The company issued its last profit warning in May with a £2m provision against problem contracts.
On Tuesday it confirmed: “The Board remains focused on resolving performance issues in the Regeneration division. This includes a number of contract settlements on which there is a range of potential outcomes for the Group, both in terms of cash flow and impact on the Income Statement. Management anticipate there are likely to be further write-downs, during the current financial year as we seek to close out these issues with clients. Based on current discussions, this is expected to have an adverse impact of £4 million in the current financial year.”
Lakehouse also confirmed that the cost of its recent boardroom battle and management changes was £1.5m.
The company has managed to secure a £37m new deal with Scottish Power to install 450,000 smart meters in homes across Northern Scotland, Wales and North West England.
Bob Holt, Executive Chairman, said: “We are delighted to have secured this significant contract for our meter installation activities as well as significantly expanding our relationship with Scottish Power.
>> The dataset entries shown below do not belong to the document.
PR #17130, opened 2022-03-25
Provide additional info to tooltip positioner

dmitrygorbenko:
It would be very nice to provide the point itself to the tooltip positioner because in that way customers may provide extra information within series data array elements.
In my case we desparately need this ability, because there is no other way to get a link between positioner and the point.
You had this in previous releases (at least on 6.3.1 which we are currently using), and no it's gone.

### DIFF
--- a/ts/Core/Tooltip.ts
+++ b/ts/Core/Tooltip.ts
@@ -1160,7 +1160,8 @@ class Tooltip {
                         plotY: y,
                         negative: point.negative,
                         ttBelow: point.ttBelow,
-                        h: anchor[2] || 0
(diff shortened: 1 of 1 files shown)


TorsteinHonsi:
Thanks for the PR!

However, I think this is redundant because we have that information in `this.chart.hoverPoint`, and for shared tooltips in `this.chart.hoverPoints`. See https://jsfiddle.net/highcharts/mq1n5c9d/. 

We should add that information to the docs.

dmitrygorbenko:
hm.. . thank you !
And sorry for taking your time by opening MR.

PR #17131, opened 2022-03-28
bugfix/17105-mapline-linewidth-hover-state

### LINKED ISSUE #17105: lineWidth hover state for the mapLine series
# Description of the feature
Adding the interact capability/setting the `lineWidth` for the mapLine series from the `states.hover`.
https://api.highcharts.com/highmaps/series.mapline.states.hover

Highcharts Map

# Live example for the feature
https://jsfiddle.net/BlackLabel/Lo6cbks1/

----

madepiet:
Fixed #17105, issues with mapline `lineWidth` and map `borderWidth` options and state settings.

~~Fixed: #17105, mapline linewidth hover state.~~


ts/Series/MapLine/MapLineSeries.ts
```diff
@@ -105,12 +106,24 @@ class MapLineSeries extends MapSeries {
...
             point,
             state
         );
 
+        if (state === 'hover') {
+            if (point.series.options.states &&
+                point.series.options.states.hover) {
+                let lineWidth = point.series.options.states.hover.lineWidth;
+
+                if (mapView && lineWidth) {
```
KacperMadej, line 121: `lineWidth` should work with`0`. I see no practical usage for this, but in general, the value of `0` should be allowed.

samples/unit-tests/maps/mapline-linewidth/demo.js
```diff
@@ -24,3 +24,120 @@ QUnit.test(
         );
     }
 );
+
+(async () => {
+    const mapData = await fetch(
+        'https://code.highcharts.com/mapdata/countries/gb/gb-all.topo.json'
+    ).then(response => response.json());
```
pawellysy, line 31: If you are using `async await` isn't it better to write like below?
```js
const response = await fetch(...),
     mapData = await response.json();
```

DJTechnoo (approved):

TorsteinHonsi (changes requested):
Thanks for the PR!

If we go a bit deeper than the reported issue, we see that the same problem applies to `map.borderWidth` as with `mapline.lineWidth`: https://jsfiddle.net/highcharts/16cuxe40/ . 

Another thing with the suggested solution is that it is hardwired to look for `hover`, so it won't support other states (namely `select`) like we would expect.

Both these things suggest that we must look for a solution one level up in the inheritence chain, since mapline inherits the map series. The mapping of `borderWidth` and `lineWidth` to `stroke-width` is defined by the `pointAttrToOptions` property. And for generic handling of state options we can look to `ColumnSeries.pointAttribs`. All in all, I found that this is a working version of `MapSeries.pointAttribs`:

```ts
    public pointAttribs(
        point: MapPoint,
        state?: StatesOptionsKey
    ): SVGAttributes {
        const { mapView, styledMode } = point.series.chart;
        const attr = styledMode ?
            this.colorAttribs(point) :
            ColumnSeries.prototype.pointAttribs.call(
                this, point as any, state
            );
        const strokeWidthOptionName = (
            this.pointAttrToOptions &&
            (this.pointAttrToOptions as any)['stroke-width']
        ) || 'borderWidth';

        // Individual stroke width
        let pointStrokeWidth = (point.options as any)[
            strokeWidthOptionName
        ];

        // Handle state specific border or line width
        if (state) {
            const stateOptions = merge(
                (this.options as any).states[state],
                point.options.states &&
                (point.options.states as any)[state] ||
                {}
            );
            pointStrokeWidth = stateOptions[strokeWidthOptionName];
        }

        if (pointStrokeWidth && mapView) {
            pointStrokeWidth /= mapView.getScale();
        }

        // In order for dash style to avoid being scaled, set the transformed
        // stroke width on the item
        if (
            attr.dashstyle &&
            mapView &&
            (this.options as any)[strokeWidthOptionName]
        ) {
            pointStrokeWidth = (this.options as any)[strokeWidthOptionName] /
                mapView.getScale();
        }

        attr['stroke-width'] = pick(
            pointStrokeWidth,
            // By default set the stroke-width on the group element and let all
            // point graphics inherit. That way we don't have to iterate over
            // all points to update the stroke-width on zooming.
            'inherit'
        );

        return attr;
    }
```

ts/Core/Animation/Fx.ts
```diff
@@ -521,6 +521,19 @@ class Fx {
...
+        this.elem.attr(
+            'stroke-width',
+            (
+                typeof this.start !== typeof this.end ?
+                    this.end : this.now
+            ) as any,
+            void 0,
+            true
+        );
+    }
```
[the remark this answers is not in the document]
TorsteinHonsi: PS: Animation fails because it tries to animate from `inherit` to a number, or back. So we need to deal with this upstream, probably in the MapSeries/MaplineSeries. I haven't dug further in, but one thought would be to go into `setState` and change the starting/ending values from `inherit` to a real number. Or maybe overwrite `point.graphic.animate` itself so that it replaces `stroke-width: inherit` with `lineWidth`/`scale`.

TorsteinHonsi (changes requested):
So far so good, now the [animation](https://github.com/highcharts/highcharts/pull/17131#discussion_r854080551) must be dealt with.

ts/Core/Animation/Fx.ts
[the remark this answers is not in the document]
KacperMadej: @TorsteinHonsi  Overwriting `animate` on point's graphic could resolve `"inherit"` as the end state of the animation easily because this will be one of the arguments. For `"inherit"` as the start, `stroke-widthGetter` could be overwritten because it would be used in https://github.com/highcharts/highcharts/blob/d5fa45269c7735a9430a26ee6b8255755c603418/ts/Core/Animation/AnimationUtilities.ts#L211 - unless the usage of the AnimationUtilities's `animate` should be replaced inside of point.graphic.animate by a new function?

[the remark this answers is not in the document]
TorsteinHonsi: @KacperMadej For `inherit` as the start, it should be enough to set `graphic['stroke-width'` statically, because `.attr()` will attempt to read it directly. [Working POC here](https://jsfiddle.net/highcharts/16cuxe40/1/).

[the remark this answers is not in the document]
KacperMadej: Should the static change to the numeric value of the 'inherit' be done only when strokeWidth is animating to keep the 'inherit' value after animation (so on zoom the strokeWidth will be updated correctly from the group's strokeWidth property) ? [Demo](https://jsfiddle.net/BlackLabel/he5am6kr/).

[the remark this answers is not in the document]
TorsteinHonsi: @KacperMadej Absolutetly. It seems my POC is buggy in this regard.

ts/Series/Map/MapSeries.ts
```diff
@@ -682,6 +682,49 @@ class MapSeries extends ScatterSeries {
...
+                        animate = point.graphic.animate;
+
+                    graphic.animate = function (params,
+                        options, complete): SVGElement {
+
+                        let switchBack = false;
+                        // When strokeWidth is animating
+                        if (params['stroke-width']) {
+                            const inheritedStrokeWidth = (
+                                (point.series.options.borderWidth || 0) /
```
TorsteinHonsi, line 697: By hard coding this to `borderWidth`, we are missing the `lineWidth` option of the mapline (so it falls back to 0). Use the `pointAttrToOptions` approach that we use in `pointAttribs`.

And about that - since we're now doing that pattern three times in MapSeries, consider refactoring it out to a function. It can be local to the module if it works for both series types.

ts/Series/Map/MapSeries.ts
```diff
@@ -682,6 +682,49 @@ class MapSeries extends ScatterSeries {
 
             // Add class names
             this.points.forEach((point): void => {
+                if (point.graphic) {
```
TorsteinHonsi, line 685: We already had an `if (point.graphic) {` below, so we should just combine them. And use the local `graphic` variable below too.

TorsteinHonsi (changes requested):
Thanks, getting close now!

samples/unit-tests/maps/mapline-linewidth/demo.js
```diff
@@ -24,3 +24,45 @@ QUnit.test(
         );
     }
 );
+
+QUnit.test(
```
TorsteinHonsi, line 28: Instead of adding a new test, please combine this one with the previous one (setting `lineWidth` to 30). And I think instead of loading the US map for the other one, we should just add that simple assertion into this new test, which is slimmer.

samples/unit-tests/maps/mapline-linewidth/demo.js
```diff
@@ -24,3 +24,45 @@ QUnit.test(
...
+            },
+            data: [{
+                id: 'one - two',
+                path: [["M", 5, 1], ["Q", 2.9268292682926833, 7.8048780487804885, 1, 15]]
+            }]
+        }, true, false);
+
+        chart.series[1].points[0].setState('hover');
+
+        assert.strictEqual(
```
TorsteinHonsi, line 63: We need to test that the setting is actually applied to the SVG as well, not just the options structure. In the [previous test](https://github.com/highcharts/highcharts/blob/251c6e4eb428ff6a317acdf1dcec7944f79224af/samples/unit-tests/maps/mapline-linewidth/demo.js#L17-L24) you can see how to do that.

TorsteinHonsi (changes requested):
In addition to the inline comments, I realized that we also fixed hover state for the vanilla `map` series, so we need to add a test for that too. Use an existing unit test, then add a hover `borderWidth` and assert it the same way we did here.

TorsteinHonsi (approved):
Thanks 🎉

This is an important award in helping to diversify our Energy Services division, reducing its current level of reliance on energy subsidies and particularly the Energy Company Obligation, a policy currently being consulted on by the UK Government. Elsewhere in the Group we are making progress and taking action on a number of operating challenges in the Group, especially on contract settlements within the Regeneration division. As previously reported, the Board remains very focused on restoring shareholder value.”
The company’s share price fell by more than 18% in early trading to 26.5p.